Juneauites crowd the GCI store near Juneau International Airport on Saturday, April 2, 2016 for the launch of GCI's gigabit Internet service. GCI and one of its lead competitors, ACS, are taking different investment strategies amid Alaska's multibillion-dollar budget deficit.

Juneauites crowd the GCI store near Juneau International Airport on Saturday, April 2, 2016 for the launch of GCI's gigabit Internet service. GCI and one of its lead competitors, ACS, are taking different investment strategies amid Alaska's multibillion-dollar budget deficit.

Optimism and pessimism collide among Alaska’s telecom leaders

Alaska has two major telecommunications companies, each with its own target market, corporate strategy and — as was on display this week — belief in the future of Alaska’s economy.

This week, GCI and ACS announced their second-quarter financial results, but what was more notable was their CEOs’ attitudes about the stability of Alaskan business in the wake of the Alaska Legislature’s failure to completely erase a multibillion-dollar budget deficit.

“The governor and the Legislature have basically given up” on balancing the state’s budget in the near term, GCI CEO Ron Duncan told investors and analysts in a remarkably pessimistic phone call on Wednesday.

The following day, ACS CEO Anand Vadapalli showed a notably upbeat attitude toward the future. “We expect an acceleration of growth,” he said of his company’s forecast.

The companies’ different views are a microcosm of the way Alaskans themselves are divided about what the state’s unresolved deficit means for Alaska. At current rates of spending, according to Gov. Bill Walker, Alaska will run out of savings to balance the budget by 2020. Even before that deadline, Alaskans will see economic impacts — the loss of the Alaska Permanent Fund Dividend being only the most obvious example. If nothing is done by 2020, the state will confront a choice between bankruptcy or enormous tax increases to balance the books.

Lawmakers and the governor are expected to take action before that 2020 deadline, but the effect of spending cuts and possible tax increases is unknown: Will it trigger a 1980s-style Great Alaska Recession, or has the state diversified enough to shrug off a reduction in government spending?

“We’re expecting the size of the market to compress rather than continue growing,” Duncan said. “We’re going to see some loss of population over the next several years up here.”

For GCI, that would have a significant impact. GCI makes a large proportion of its money from individual consumers, people who buy cellphone plans and home Internet. Fewer Alaskans means less business for GCI. While AT&T has the most Alaska cellphone customers of any single provider, according to published figures, GCI is No. 2 and is No. 1 by far in home internet.

Duncan was the founder of of Alaska’s Future, a coalition intended to pressure the Legislature into action to balance the budget. That didn’t work, and Duncan has now laid out a dim forecast.

GCI is now cutting back its plans for new construction in 2017. Instead of spending $210 million on infrastructure, it now expects to spend between $158 million and $168 million.

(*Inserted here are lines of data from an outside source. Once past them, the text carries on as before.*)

PR #1251, opened 2023-08-02
[SDK-3770] Fix logging issue across multiple rest/realtime/push instances

### LINKED ISSUE #1250: LogHandler is shared between multiple AblyRealtime instances
I think if I am implementing a custom logging handler, I might want to have AblyRealtime instance-specific things that I would want to log using the custom log handler. 

Currenlty since the AblyRealtime is instantiated with a static DefaultLogger Handler, and even if I set a custom loghandler instance through client option, it does not set the Logger property to the custom instance, but it sets the property Logger.Loggersink to the handler, which makes the LoggerSink to be the last set logger sink for all the AblyRealTime instance.

https://github.com/ably/ably-dotnet/blob/d7abbdea6869dca81d76fa2fa9f82b3323439f57/src/IO.Ably.Shared/AblyRealtime.cs#L63

### LINKED ISSUE #1253: Remove reflection from IOC class
- Remove `static` constructor from `IOC` class.
- Add proper initializer with `new Platform` constructor.
- Add configured logging for the same.

sacOO7:
- Fixed #1250 
- Fixed #1253


sacOO7:
Seems this PR is going to be a bit bigger, because at multiple passes original instance of logger is not being passed : (

Issue #1143, opened 2022-04-07
Address JSON serialisation


AndyNicks:
From conversation with a customer:
the root cause of the problem is that during the serialization of the ProtocolMessage the ably client lib is using a serializer created by this method:
        private static JsonSerializer GetSerializer()
        {
            var settings = GetJsonSettings();

            return JsonSerializer.CreateDefault(settings);
        }
when calling JsonSerializer.CreateDefault the settings passed to the method are merged with the static JsonConvert.DefaultSettings. in our case the later are:
JsonConvert.DefaultSettings = () => new JsonSerializerSettings
{
    Converters = new List<JsonConverter>() { new StringEnumConverter() },
};

the ably client lib should be making a difference between the serialization of the user's messages (stored in ProtocolMessage.Messages property) and other protocol message's properties, so two different instances of JsonSerializerSettings are needed.

the user's message serialization settings should be customizable in the ably client and it's only a matter of contract negotiation between the publisher and the consumer so ably's lib code should not interfere with those settings
the protocol message serialization settings should remain static and not customizable, otherwise you cannot ensure the same json settings apply for serialization on the client and de-serialization on the server. those settings should not depend on JsonConvert.DefaultSettings

Workaround

var customSettings = new JsonSerializerSettings
{
    Converters = new List<JsonConverter>
    {
        new StringEnumConverter() // more converters here
    },
};
var serializedJSON = JsonConvert.SerializeObject(new { payload = $@"published at: {DateTime.UtcNow}" }, customSettings);
// Don't update JsonConvert.DefaultSettings
var result = await channel.PublishAsync(new Message
{
        Data = serializedJSON ,
        Encoding = "json",
        Id = Guid.NewGuid().ToString().ToLower(),
});

see https://ably-real-time.slack.com/archives/CURL4U2FP/p1649240863594569 for details

tomkirbygreen:
The whole area of JSON serialization in the Ably SDK has been under discussion for some time. Since JSON contributes to the public surface area of the SDK this work is waiting for the SDK to be able to take back control of its version number.

We have a number of existing issues that pertain to JSON:

[Allow to send raw jtoken/jobject instead object](https://github.com/ably/ably-dotnet/issues/321)

[Unity: Newtonsoft JSON library conflicts with version that Unity includes by default](https://github.com/ably/ably-dotnet/issues/753)

[...]

Issue #321, opened 2019-04-26
Allow to send raw jtoken/jobject instead object


mcdis:
Allow to send raw jtoken/jobject instead object in IRestChannel.PublishAsync

mattheworiordan:
Hi @mcdis. Can you elaborate on your use case please?

mcdis:
Hi @mattheworiordan!
We have got micro services arch and one type of service is targeting to collecting data in json and sending them to configured channel to configured queue system. One of available target queue system is Ably.
So message aggregation works with not typed json messages and at this moment we are converting them to string because raw jobject publishing doesn't work well.

mattheworiordan:
Thanks for the response, will get @withakay to look at soon.

marto83:
Hi @mcdis. There might be a small issue depending on which version of the library you are using. We currently bundle json.net with the ably binary in .net and xamarin to stop people having issues if they are using older version of the json.net. I don't know if exposing a jtoken class will be the same as you are using. 

Currently there is a way to pass json directly. You can package it an encoded Message object as described in this ticket: https://github.com/ably/ably-dotnet/issues/92#issuecomment-370090243

You can pass a json object to ably at the moment and you will get a JObject back on the other side. I'm sure this will work fine if the services are .net core but need to test it in .Net Framework. 

If you want to send a json string and you don't want ably to try and decode it on the way back then you can create a message with a custom encoding and the library won't touch the json string so you can choose whether to parse it or not. Here is a test showing how that works:

        public async Task SendAndReceiveJson(Protocol protocol)
        {
            var client = await GetRealtimeClient(protocol);

            await client.WaitForState(ConnectionState.Connected);

            var jobject = JObject.Parse("{ \"test\":\"test\"}");

            void PublishJson(IRealtimeChannel c, string name, JToken jsonToken)
            {
                var ablyMessage = new Message(name, jsonToken.ToString()) { Encoding = "custom" };

                c.Publish(ablyMessage);
            }

            var channel = client.Channels.Get("test");
            var awaiter = new TaskCompletionAwaiter();
            channel.Subscribe(message =>
            {
                message.Encoding.Should().Be("custom");
                message.Data.Should().BeOfType<string>();
                awaiter.Tick();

Duncan said he expects any effects of the Legislature’s actions (or lack thereof) to show up in the fall, but GCI is already seeing a rise in prepaid cellphone customers and a drop in postpaid customers, people who pay bills as a result of a defined contract. Prepaid cellphones are more popular among poorer Americans and those whose financial situation is unstable.

Over the past year, GCI’s share price has declined from $19.06 per share to $13.70 per share.

“We are seeing the state economy having an effect,” said GCI’s chief financial officer, Peter Pounds.

Look through the lens of ACS, GCI’s principal Alaska-based competitor, and the view is different.

ACS focuses on service to businesses, not individuals, and those sales grew 8.6 percent when compared to the same period last year. CEO Vadapalli said he expects to improve in the second half of the year.

Because ACS doesn’t have “the same exposure to the consumer business that our competition does, there’s a difference in how we are positioned in the marketplace,” he said.

ACS’ share price was $1.70 per share on Thursday, down from $2.12 per share a year ago.

Vadapalli said that “without doubt, there are some tough choices ahead for the state,” but Alaska isn’t in the same place it was in the 1980s, when plunging oil prices caused a recession, a series of bank failures, and a collapse in housing prices.

The state’s economy is more diverse, and there are more businesses in the state that are divorced from oil and government. That doesn’t mean those businesses won’t see some effects from a drawdown in oil and government, however. “From our perspective, businesses are really thinking hard and thinking out of the box” to mitigate those effects, he said.

Thinking outside the box might include better integration into the Internet economy, online marketing or other things that ACS makes possible.

“Frankly, as I like to say, when oil is $100 a barrel, there is no incentive for people to think differently,” he said.

He referred to an Anchorage Economic Development Council report that called the state’s current economic situation a “pinch,” not a “punch.”

“I believe that Alaskans and Alaska businesses are more resilient than people give us credit for,” Vadapalli said. “I have that confidence in us.”